## WORK REQUEST
The required output is the line that contains "jkuester: Ohh, I" through the last line of the data, retyped verbatim and with nothing added.

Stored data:
Issue #6505, opened 2020-06-19
Prevent users from opening and filling forms they're not authorized to see/fill


dianabarsan:
**What feature do you want to improve?**
We currently filter the report forms we display as available actions in the actionbar to the ones that the user is authorized to see (via the `context.permissions` property in the forms document).
With https://github.com/medic/cht-core/issues/6401, we also filter the create contact forms in a similar manner.
However, if a user accesses the form (be it contact or report form) by typing a valid URL that opens said form, we have no mechanism in place to authorize this action.

**Describe the improvement you'd like**
We could display an error screen, similar to the ones where the form fails to load, informing the user they're not authorized to complete the action.

**Describe alternatives you've considered**
Alternatively we could redirect the user to a "valid" page directly, and show a popup.

**Additional context**
We could, potentially, also apply this to edits (both of contacts AND reports).

garethbowen:
> We could, potentially, also apply this to edits (both of contacts AND reports).

I think it should also apply to edits. Additionally, we should display an error if the user doesn't have the `can_edit` permission.

latin-panda:
Documentation about form's [context.permission](https://docs.communityhealthtoolkit.org/apps/reference/forms/app/#properties)

PR #8200, opened 2023-04-21
chore(#6505): prevent opening unauthorized forms by url

latin-panda:
# Description

Adds checks to verify that reports and contact forms can't be access by URL if the `context.permission` and `context.expression` doesn't match.

[medic/cht-core#[number]](https://github.com/medic/cht-core/issues/6505)

# Code review checklist

# Compose URLs

* __CHT_CORE_COMPOSE_URL__

# License

### DIFF
--- a/webapp/src/ts/services/xml-forms.service.ts
+++ b/webapp/src/ts/services/xml-forms.service.ts
@@ -152,7 +152,7 @@ export class XmlFormsService {
   }
 
   private checkFormExpression(form, doc, user, contactSummary) {
-    if (!form.context.expression) {
+    if (!form.context?.expression) {
       return true;
     }
 
@@ -170,7 +170,7 @@ export class XmlFormsService {
   }
 
   private checkFormPermissions(form) {
-    if (!form.context.permission) {
+    if (!form.context?.permission) {
       return true;
     }
 
--- a/webapp/src/ts/services/xml-forms.service.ts
+++ b/webapp/src/ts/services/xml-forms.service.ts
@@ -236,8 +236,16 @@ export class XmlFormsService {
 
     return this
       .filterContactTypes(form.context, options.doc)
-      .then(valid => valid && this.checkFormPermissions(form))
-      .then(valid => valid && this.checkFormExpression(form, options.doc, user, options.contactSummary));
+      .then(valid => valid && this.canAccessForm(form, user, options));
+  }
+
+  async canAccessForm(form, userContact?, options?) {
+    if (!await this.checkFormPermissions(form)) {
+      return false;
+    }
+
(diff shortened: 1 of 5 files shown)


latin-panda:
@jkuester can you please review it? ✌️

latin-panda:
@jkuester please hold the review, I'm going to change the solution significantly

latin-panda:
@jkuester I've changed my original solution, can you please review it? Thanks!

webapp/src/ts/services/enketo.service.ts
```diff
@@ -435,49 +434,66 @@ export class EnketoService {
     });
   }
 
-  private renderForm(formContext: EnketoFormContext) {
+  private async canAccessForm(formDoc, userContact, instanceData, contactSummary) {
+    const user = userContact || await this.getUserContact();
```
jkuester, line 438: I don't think we can call `getUserContact` here since this would prevent admin users (without associated contacts) from opening _contact_ forms.

IMHO, down in the `renderContactForm` we should just add another call to `userContactService.get()` and set the result on the `formContext`. That way, here downstream in the render logic we never have to try getting the user contact again....

webapp/src/ts/services/xml-forms.service.ts
```diff
@@ -236,8 +236,16 @@ export class XmlFormsService {
...
-      .then(valid => valid && this.checkFormExpression(form, options.doc, user, options.contactSummary));
+      .then(valid => valid && this.canAccessForm(form, user, options));
+  }
+
+  async canAccessForm(form, userContact?, options?) {
+    if (!await this.checkFormPermissions(form)) {
+      return false;
+    }
+
+    const user = userContact || await this.userContactService.get();
```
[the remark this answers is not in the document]
jkuester: Ohh, I think I see. If it is an admin user without a contact, this might be null.  Still, in that case we are never going to get a value back from `userContactService.get()`, so I still don't think we need this check.

jkuester (changes requested):
Very nice!  Couple thoughts in line.  Also I wonder if this might be a good e2e test case as well (since it involves form context > webapp logic > error displayed on front-end...)

webapp/src/ts/services/enketo.service.ts
latin-panda: Looking at the code, this is for any user that doesn't have a contact associated.
Applied suggestion

latin-panda:
@ngaruko can you please have a look at this work and give it a try?

latin-panda:
@jkuester @ngaruko Just a reminder to review this PR, please :)

jkuester (approved):
:rocket:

## RESPONSE TO THIS TASK
jkuester: Ohh, I think I see. If it is an admin user without a contact, this might be null.  Still, in that case we are never going to get a value back from `userContactService.get()`, so I still don't think we need this check.

jkuester (changes requested):
Very nice!  Couple thoughts in line.  Also I wonder if this might be a good e2e test case as well (since it involves form context > webapp logic > error displayed on front-end...)

webapp/src/ts/services/enketo.service.ts
latin-panda: Looking at the code, this is for any user that doesn't have a contact associated.
Applied suggestion

latin-panda:
@ngaruko can you please have a look at this work and give it a try?

latin-panda:
@jkuester @ngaruko Just a reminder to review this PR, please :)

jkuester (approved):
:rocket:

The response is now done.